The service is entirely stateless and receives requests to crawl a website via a simple HTTP API. Once a resources has been downloaded, forwards the results to a webhook, if one is configured.
In its simplest form the service just receives a root URL of the website to be crawled.
The service vertical scaling can be controlled by the number of workers used for crawling. The service is horizontally scalable by adding more instances on nodes in a cluster. In horizontal scaling, any instances can receive crawl requests, for easy load balancing. The instances will coordinate with each other via Redis.
- No configuration required.
- Simple HTTP API to submit crawl requests.
- Scalable, horizontally and vertically.
- Stateless, no data store required, as nothing is persisted.
- No further service dependencies, when operating as a single instance.
- Detects and uses a sitemap and robots.txt automatically (can be disabled).
- Per host rate limiting, even when multiple instances are used.
- Full support for OpenTelemetry.
# In the first terminal start the service.
go run .
# In another terminal, submit a crawl request.
curl -X POST http://127.0.0.1:8080 \
-H 'Content-Type: application/json' \
-d '{"url": "https://www.example.org/"}'
The Tobey Crawler architecture optimizes throughput per host by dynamically managing rate limits, ensuring that requests to each host are processed as efficiently as possible. The crawler does not impose static rate limits; instead, it adapts to each host's capabilities, adjusting the rate limit in real time based on feedback from headers or other factors.
This dynamic adjustment is essential. To manage these rate limits effectively, Tobey employs a rate-limited work queue that abstracts away the complexities of dynamic rate limiting from other parts of the system. The goal is to focus on maintaining a steady flow of requests without overwhelming individual hosts.

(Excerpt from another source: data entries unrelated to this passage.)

PR #16, opened 2016-05-15
Update README.rst

pangeran-bottor:
fix mock-up example to current folder names


robertmuil:
Good catch, thank you! We do need to address this namespacing stuff properly, but until we do, we'll have to use the ugly core intermediate stuff in the doc. Future work here: #18.

PR #19, opened 2016-05-16
implement expan.__version__

pangeran-bottor:
This approach is based on : http://stackoverflow.com/questions/2058802/how-can-i-get-the-version-defined-in-setup-py-setuptools-in-my-package/2073599#2073599


robertmuil:
awesome, thanks!

PR #22, opened 2016-05-30
only store the p-value in the chi-square test result object

jbao:


robertmuil:
This looks completely fine to me, and the tests run and coverage indicates that the changed line is covered by tests... however, confusing is that it obviously didn't fail before the fix... We probably need to fix the unittests here...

The crawler is designed to handle a large potentially infinite number of hosts, which presents challenges for managing resources like memory and concurrency. Keeping a persistent worker process or goroutine for each host would be inefficient and resource-intensive, particularly since external interactions can make it difficult to keep them alive. Instead, Tobey uses a pool of workers that can process multiple requests per host concurrently, balancing the workload across different hosts.
Caching is a critical part of the architecture. The crawler uses a global cache, for HTTP responses. Access to sitemaps and robot control files are also cached. While these files have expiration times, the crawler maintains an in-memory cache to quickly validate requests without constantly retrieving them. The cache is designed to be updated or invalidated as necessary, and a signal can be sent across all Tobey instances to ensure the latest robot control files are used, keeping the system responsive and compliant. This layered caching strategy, along with the dynamic rate limit adjustment, ensures that Tobey maintains high efficiency and adaptability during its crawling operations.

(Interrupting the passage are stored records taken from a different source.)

Issue #2, opened 2016-05-04
Add P(uplift>0) as a statistic


jbao:
This probability will be calculated from the existing result data, based on the percentiles and the normal assumption.

robertmuil:
I am still in favour of implementing this using the result structure as it was originally intended: with percentiles in one column and value in another, using the 'uplift_pctile' statistic. However, this can be changed later if required.

Bringing over discussion from GHE:

Robert:

> two possible implementations of this:
> 1. as a completely new statistic called e.g. 'prob_greater_0', which would then also need something like 'prob_greater_cost'... and only the 'value' column would be relevant, 'pctile' would be nan.
> 2. as a pctile, with value=0 or value=. simpler, fits existing structure, and wouldn't be difficult to retrieve (res.statistic('pctile').query('value=0')

Till:

> Do not like solution 2 as it sounds very hacked (and requires previous knowledge). The query for solution 1 should also not be too difficult, as it has a name (so same as retrieving mean)

Robert:

> I don't think solution 2 is hacked: it fits exactly what the question is, namely 'what is the pctile at which 0 or cost occurs'. Putting this in as a statistic seems to me more hacked because it throws away the pctile column, and requires the statistic column to include something numeric (0 or cost) in the string.

How are we going to represent several different costs?
What if the costs arise after the calculation?
Solution 2 allows at least approx. answers to these at a later time.

jbao:
also just thought about that again, 
- encoding the probability as a percentile makes the results structure generic, but it has at least two drawbacks
  - the probabilities for different variants are persisted in the same column, which can only be reference by the variant name and a '0', not entirely impossible, but feels counter-intuitive
  - additional arithmetic operation required, since the value we store in the result is actually 1 - probability
- yes, we need to make the treatment cost as a parameter, rather than a hard-coded 0

robertmuil:
Hi Jie,
regarding the points you mentioned:
1. same column: I don't understand: each variant is a separate column...
2. additional arithmetic: yes, but this can easily be implemented in a property to expose it as though it were a statistic.
3. treatment cost: my point was rather more conceptual: what if there are several different possible treatment costs? they will all be in the result dataframe as separate statistics. this will be ugly even with a single treatment cost.
4. In addition, the treatment costs (and 0) will be encoded in a string. Which feels to me hacky.

PR #24, opened 2016-06-01
Added function to calculate P(uplift>0)

jbao:
this solves #2


expan/core/experiment.py
```diff
@@ -300,36 +300,36 @@ def delta(self, kpi_subset=None, variant_subset=None,
...
+	        relative (boolean): If relative==True, then the values will be
+	            returned as distances below and above the mean, respectively,
+	            rather than the	absolute values. In	this case, the interval is
+	            mean-ret_val[0] to mean+ret_val[1]. This is more useful in many
+	            situations because it corresponds with the sem() and std()
+	            functions.
+
+	    Returns:
+	        Results object containing the computed deltas.
+	    """
```
robertmuil, line 332: all of this whitespace change makes it hard to review a PR. Would be better in the future to make these changes in a separate commit, and merge immediately without a PR for that, I think

expan/core/results.py
```diff
@@ -4,40 +4,49 @@
...
 
 from debugging import Dbg
+from pdb import set_trace
+
+mandatory_index_levels = [
+	'metric',
+	'subgroup_metric',
+	'subgroup',
+	'statistic',
+	'pctile']
```
robertmuil: Any reason to duplicate this array?

jbao: I had to use this later on (line 334) in an external function, maybe we can make this array always global?

robertmuil: but it should already be accessible as Results.mandatory_index_levels: it's not an instance variable, just a static class variable

expan/core/experiment.py
robertmuil, line 332: any chance you could separate the whitespace from the actual change in this PR? I'm struggling to verify it... @jbao

jbao, line 332: hmm, no idea now, need to investigate.

expan/core/results.py
jbao: ah, good to know, i'll reimplement this.

expan/core/statistics.py
```diff
@@ -445,6 +445,25 @@ def normal_difference(mean1, std1, n1, mean2, std2, n2, percentiles=[2.5, 97.5],
 		return dict([(p, mean + stats.t.ppf(p / 100.0, df=d_free) * st_error)
 					 for p in percentiles])
 
+def estimate_std(x, mu, pctile, n1, n2):
+	"""Estimate the standard deviation from a given percentile, according to
+	the formula:
+		x = mu + t * sigma / sqrt(n)
```
robertmuil, line 451: that's cool. where did you get this from?

jbao, line 451: well, that's basically the inverse step of calculating the CI.

robertmuil:
I approve the merge. Haven't explored possible side-effects fully, nor verified the test cases, but it looks ok.

domheger:
I propose to add a default argument assume_normal=True to calculate_prob_uplift_over_zero() and prob_uplift_over_zero_single_metric() to make this explicit. 
If this parameter is set to False we can raise a NotImplementedError.
Well, actually we use the t-distribution here (I guess because the population std is not known)...

jbao:
@domheger that sounds like a good idea.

Also Tobey can be configured - on a per run basis - to crawl websites behind HTTP basic auth, it does not support fetching personalized content. It is expected that the website is generally publicly available, and that the content is the same for all users. When HTTP basic auth is used by the website it must only be so in order to prevent early access.
The service is configured via environment variables. The following environment variables are available:
Variable Name | Default Value | Supported Values | Description |
---|---|---|---|
TOBEY_DEBUG |
false |
true , false |
Controls debug mode. |
TOBEY_SKIP_CACHE |
false |
true , false |
Controls caching access. |
TOBEY_REDIS_DSN |
empty | i.e. redis://localhost:6379 |
DSN to reach a Redis instance. Only needed when operating multiple instances. |
TOBEY_PROGRESS_DSN |
empty | i.e. http://localhost:9020 |
DSN where to reach a progress service. When configured tobey will send progress updates there. |
TOBEY_TELEMETRY |
empty | i.e. metrics traces |
Space separated list of what kind of telemetry is emitted. |
On top of these variables, the service's telemetry feature can be configured via the commonly known OpenTelemetry environment variables.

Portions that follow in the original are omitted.